What you have to do :: How do the lines below between the ones holding "christophermaier: I was" and "If it's all", inclusive, read? Give them again exactly, with no other lines.

[Stored items]
=== Section Start ===

PR #2057, opened 2022-10-17
Script to purge dead grapl-plugin jobs from Nomad

ghost:
Fixes https://github.com/grapl-security/issue-tracker/issues/1044

Script to clean up dead grapl-plugin jobs from Nomad.
We're seeing a number of dead grapl-plugin jobs, all in different namespaces. Even though these jobs are dead, they're not cleaned up automatically. As such, we need a script to clean these up

Ran the script

### DIFF
--- a/bin/nomad_plugin_purge.sh
+++ b/bin/nomad_plugin_purge.sh
@@ -1,0 +1,17 @@
+#!/usr/bin/env bash
+
+# This script is meant to be used to clear dead copies of the grapl-plugin job in Nomad.
+
+# Usage:
+# Make sure there is an open tunnel to Nomad (typically via ./bin/aws/ssm_nomad_server.sh in a separate tab)
+# Then run this script ./bin/nomad_plugin_purge.sh
+
+plugin_namespaces=$(nomad job stop -namespace=* -purge grapl-plugin 2>&1 | tail -n +3 | awk '{ if ($5 == "dead") { print $2 } }')
+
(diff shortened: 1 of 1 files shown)


bin/nomad_plugin_purge.sh
```diff
@@ -0,0 +1,17 @@
+#!/usr/bin/env bash
+
+# This script is meant to be used to clear dead copies of the grapl-plugin job in Nomad.
+
+# Usage:
+# Make sure there is an open tunnel to Nomad (typically via ./bin/aws/ssm_nomad_server.sh in a separate tab)
+# Then run this script ./bin/nomad_plugin_purge.sh
+
+plugin_namespaces=$(nomad job stop -namespace=* -purge grapl-plugin 2>&1 | tail -n +3 | awk '{ if ($5 == "dead") { print $2 } }')
```
christophermaier, line 9: Does the bare `*` cause shell globbing issues? Should it be single-quoted?

Might also be good to add a typical example of the expected output so the `tail` and `awk` commands make a bit more sense; as it is, I have no idea how to evaluate that pipeline.

twunderlich-grapl: Updated. Thanks for the suggestions, very useful especially to our future selves when hashicorp changes the return

christophermaier (approved):
Looks great; thanks for the changes! 🙇

PR #2060, opened 2022-10-17
Fix s3 uri format so that its explicitly a s3 URI

ghost:
Fixes https://github.com/grapl-security/issue-tracker/issues/1045

This updates the s3 uri used with the Nomad artifact stanza in order to fix the 403 error we were seeing in AWS. This appears to be an issue with go-getter and http://, and can be seen in this thread: https://github.com/hashicorp/nomad/issues/1113
An alternate fix would be to remove the prefix entirely (ie get rid of s3:: or the previous http://)

I've removed the comments about the slack thread, since that thread has been deleted (past the 90 day threshold or whatever it is)

1. On a nomad agent instance I downloaded the internally used go-getter binary and tested the former url and the new url:
```
sh-4.2$ ./go-getter http://plugin-registry-bucket-b1abfd2.s3.amazonaws.com/plugins/tenant_id_a7b7e3a8-fdcf-4032-a0e8-d6e3aa1973d4/plugin_type-generator/3ee133b7-8147-41bb-8908-283e0d946197.bin .
2022/10/17 23:27:21 Error downloading: bad response code: 403
sh-4.2$ ./go-getter s3::http://plugin-registry-bucket-b1abfd2.s3.amazonaws.com/plugins/tenant_id_a7b7e3a8-fdcf-4032-a0e8-d6e3aa1973d4/plugin_type-generator/3ee133b7-8147-41bb-8908-283e0d946197.bin .
2022/10/17 23:27:48 Error downloading: URL is not a valid S3 URL
sh-4.2$ ./go-getter s3::plugin-registry-bucket-b1abfd2.s3.amazonaws.com/plugins/tenant_id_a7b7e3a8-fdcf-4032-a0e8-d6e3aa1973d4/plugin_type-generator/3ee133b7-8147-41bb-8908-283e0d946197.bin .2022/10/17 23:28:52 success!
```
2. I've manually updated the Nomad job with the new uri and seen that the plugin tasks starts running successfully

### DIFF
--- a/src/rust/plugin-registry/src/server/s3_uri.rs
+++ b/src/rust/plugin-registry/src/server/s3_uri.rs
@@ -2,7 +2,7 @@ use grapl_config::env_helpers::ENV_ENDPOINT;
 
 /// This gets a s3 URI to be used by Nomad's artifact stanza (in particular the grapl-plugin).
 /// The underlying library, Hashicorp's [go-getter](https://github.com/hashicorp/go-getter) lib,
-/// doesn't work with the `http://` schema prefix, but does work with an explicit s3 prefix `s://`
+/// doesn't work with the `http://` schema prefix, but does work with an explicit s3 prefix `s3://`
 /// or without a prefix. We've opted for the s3 prefix to be explicit.
 pub fn get_s3_uri(bucket: &str, key: &str) -> String {
     let local_endpoint = std::env::var(ENV_ENDPOINT).ok();
--- a/src/rust/plugin-registry/src/server/s3_uri.rs
+++ b/src/rust/plugin-registry/src/server/s3_uri.rs
@@ -1,14 +1,19 @@
 use grapl_config::env_helpers::ENV_ENDPOINT;
 
 /// This gets a s3 URI to be used by Nomad's artifact stanza (in particular the grapl-plugin).
-/// The underlying go-getter lib, doesn't work with the `http://` schema prefix, but does work with
-/// an explicit s3 prefix `s::` or without a prefix. We've opted for the s3 prefix to be explicit.
+/// The underlying library, Hashicorp's [go-getter](https://github.com/hashicorp/go-getter) lib,
+/// doesn't work with the `http://` schema prefix, but does work with an explicit s3 prefix `s://`
+/// or without a prefix. We've opted for the s3 prefix to be explicit.
 pub fn get_s3_uri(bucket: &str, key: &str) -> String {
     let local_endpoint = std::env::var(ENV_ENDPOINT).ok();
     // If the above is specified, we're running locally against Localhost
-    // Otherwise, it's against prod S3; so we can use virtual-hosted-style URLs
+    // Otherwise, it's against prod S3; so we use the s3 URIs. Notably, the underlying go-getter
+    // lib does not seem to work with s3 object URLs (urls that start with http:// or https://),
+    // including the recommended virtual host style access.
+    // https://github.com/hashicorp/go-getter/issues/387 tracks updating the documentation.
+    // This is the s3 URI format used in the s3 console.
     local_endpoint.map_or_else(
-        || format!("s3::{bucket}.s3.amazonaws.com/{key}"),
+        || format!("s3://{bucket}.s3.amazonaws.com/{key}"),
         |endpoint| format!("{endpoint}/{bucket}/{key}"),
     )
 }
--- a/src/rust/plugin-registry/src/server/s3_uri.rs
+++ b/src/rust/plugin-registry/src/server/s3_uri.rs
@@ -1,6 +1,9 @@
 use grapl_config::env_helpers::ENV_ENDPOINT;
 
-pub fn get_s3_url(bucket: &str, key: &str) -> String {
+/// This gets a s3 URI to be used by Nomad's artifact stanza (in particular the grapl-plugin).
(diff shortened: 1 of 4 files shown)


src/rust/plugin-registry/src/server/s3_url.rs
```diff
@@ -1,13 +1,11 @@
 use grapl_config::env_helpers::ENV_ENDPOINT;
 
-/// Some discussion about this function here:
-/// https://grapl-internal.slack.com/archives/C02J5JYS92S/p1648667074625629
 pub fn get_s3_url(bucket: &str, key: &str) -> String {
     let local_endpoint = std::env::var(ENV_ENDPOINT).ok();
     // If the above is specified, we're running locally against Localhost
     // Otherwise, it's against prod S3; so we can use virtual-hosted-style URLs
```
christophermaier, line 6: This comment looks like it needs updating now.

src/rust/plugin-registry/src/server/s3_url.rs
```diff
@@ -1,13 +1,11 @@
...
     local_endpoint.map_or_else(
-        || format!("http://{bucket}.s3.amazonaws.com/{key}"),
+        || format!("s3::{bucket}.s3.amazonaws.com/{key}"),
```
christophermaier, line 8: How is this a URL? I would buy `s3://...` but this just looks _weird_.

twunderlich-grapl: Ah let me change the function name to URI. And agreed that this is a very weird schema. It feels like someone was like, well our arns already use `::` as separators, why not just reuse that?

src/rust/plugin-registry/src/server/s3_url.rs
twunderlich-grapl: Updated. Unfortunately, since I can't access the slack message, the comment I've added may be incomplete but 🤷 .
Let me know if there's something you think I should add.

christophermaier: I was mainly referring to the fact that it's not an S3 virtual-host-style URL anymore (and not even a URL, or even a URI, I think :shrug:)

If it's all about how `go-getter` handles things, then a mention of that and any relevant links would be useful.

Without that kind of background information, I could _easily_ see someone in the future "helpfully" refactoring this into something that doesn't work anymore.

src/rust/plugin-registry/src/server/s3_uri.rs
```diff
@@ -1,6 +1,9 @@
 use grapl_config::env_helpers::ENV_ENDPOINT;
 
-pub fn get_s3_url(bucket: &str, key: &str) -> String {
+/// This gets a s3 URI to be used by Nomad's artifact stanza (in particular the grapl-plugin).
+/// The underlying go-getter lib, doesn't work with the `http://` schema prefix, but does work with
+/// an explicit s3 prefix `s::` or without a prefix. We've opted for the s3 prefix to be explicit.
```
christophermaier, line 5: `s::` -> `s3::`

src/rust/plugin-registry/src/server/s3_url.rs
christophermaier: Out of curiosity, would it have worked with `https://` instead of `http://`?

twunderlich-grapl: Sadly no. I tried that early on 😿

twunderlich-grapl: So apparently `s3://` does work and is officially supported by AWS. I've switched to that, especially since this is the format the s3 URI link in the console is (https://s3.console.aws.amazon.com/s3/object/plugin-registry-bucket-b1abfd2?region=us-east-1&prefix=plugins/tenant_id_024885b9-dcf0-469d-b12a-81876cc045c8/plugin_type-analyzer/51f8b573-6b7c-411c-9379-2b1070205c1f.bin and search s3 URI).
Apparently, the `s3::` was something the go-getter lib created and call [Forced Protocols](https://github.com/hashicorp/go-getter#forced-protocol). Basically its a way of saying that this is a s3 url.

src/rust/plugin-registry/src/server/s3_url.rs
twunderlich-grapl: Updated docs again. This should be better

wimax-grapl (approved):
i think i'd prever a `grapl_config::env_helpers::is_local_aws()` but I know people have Very Strong Opinions on resurrecting `IS_LOCAL`. In this case, it makes sense to me.

src/rust/plugin-registry/src/server/s3_uri.rs
```diff
@@ -0,0 +1,19 @@
+use grapl_config::env_helpers::ENV_ENDPOINT;
+
+/// This gets a s3 URI to be used by Nomad's artifact stanza (in particular the grapl-plugin).
+/// The underlying library, Hashicorp's [go-getter](https://github.com/hashicorp/go-getter) lib,
+/// doesn't work with the `http://` schema prefix, but does work with an explicit s3 prefix `s://`
```
christophermaier, line 5: `s://` -> `s3://`

christophermaier (approved):
Tiny documentation tweak, but otherwise 👍 

Thanks for digging into the guts of this issue 🎉

PR #2062, opened 2022-10-18
Bump Tonic and Prost. This now requires installing protoc in Docker images!

wimax-grapl:
https://github.com/grapl-security/issue-tracker/issues/1047

- The latest Tonic/Prost no longer builds `protoc` from source - you have to supply/bundle it. I've added it in three contexts:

=== Section End ===

Task answer ::
christophermaier: I was mainly referring to the fact that it's not an S3 virtual-host-style URL anymore (and not even a URL, or even a URI, I think :shrug:)

If it's all about how `go-getter` handles things, then a mention of that and any relevant links would be useful.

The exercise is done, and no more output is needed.